• _Task material_:
Issue #114, opened 2022-09-29
Add tags to channels


ohenrik:
The backend (API) for this feature is already built but is disabled. It should be possible to tag a channel with user defined tags. These tags can be used to quickly select channels and perform actions on onn of them combined or to group channels.

ohenrik:
Closed by #189

PR #156, opened 2022-10-12
WIP #114: Add tags to channels

2Fast2BCn:


maxwedwards:
I've only had a very quick scan as this is quite big but it's looking quite smart at first glance. Spoke on slack about few nits around typsecript anys, snake_case go files/folders/package names and error handling conventions.

internal/cache/cacheHelper.go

• _Task instructions_: What lines of the listing above hold "tags"? Copy all of them.

• _Response to the task_:
Add tags to channels
The backend (API) for this feature is already built but is disabled. It should be possible to tag a channel with user defined tags. These tags can be used to quickly select channels and perform actions on onn of them combined or to group channels.
WIP #114: Add tags to channels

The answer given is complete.